- DATA SHOWN

----

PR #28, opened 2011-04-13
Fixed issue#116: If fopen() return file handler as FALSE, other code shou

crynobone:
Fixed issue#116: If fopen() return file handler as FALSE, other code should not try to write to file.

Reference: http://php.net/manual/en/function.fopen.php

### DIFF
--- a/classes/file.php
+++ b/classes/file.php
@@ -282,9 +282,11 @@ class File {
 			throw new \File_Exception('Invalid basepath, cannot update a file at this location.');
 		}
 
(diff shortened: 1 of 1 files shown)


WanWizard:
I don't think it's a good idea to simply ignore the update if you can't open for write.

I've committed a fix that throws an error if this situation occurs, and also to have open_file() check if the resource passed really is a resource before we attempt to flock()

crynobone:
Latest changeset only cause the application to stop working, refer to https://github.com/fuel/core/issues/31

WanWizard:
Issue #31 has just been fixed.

----

- REQUIREMENT
Pull every line containing "classes" out of the data above.

- ANSWER BOX
--- a/classes/file.php
+++ b/classes/file.php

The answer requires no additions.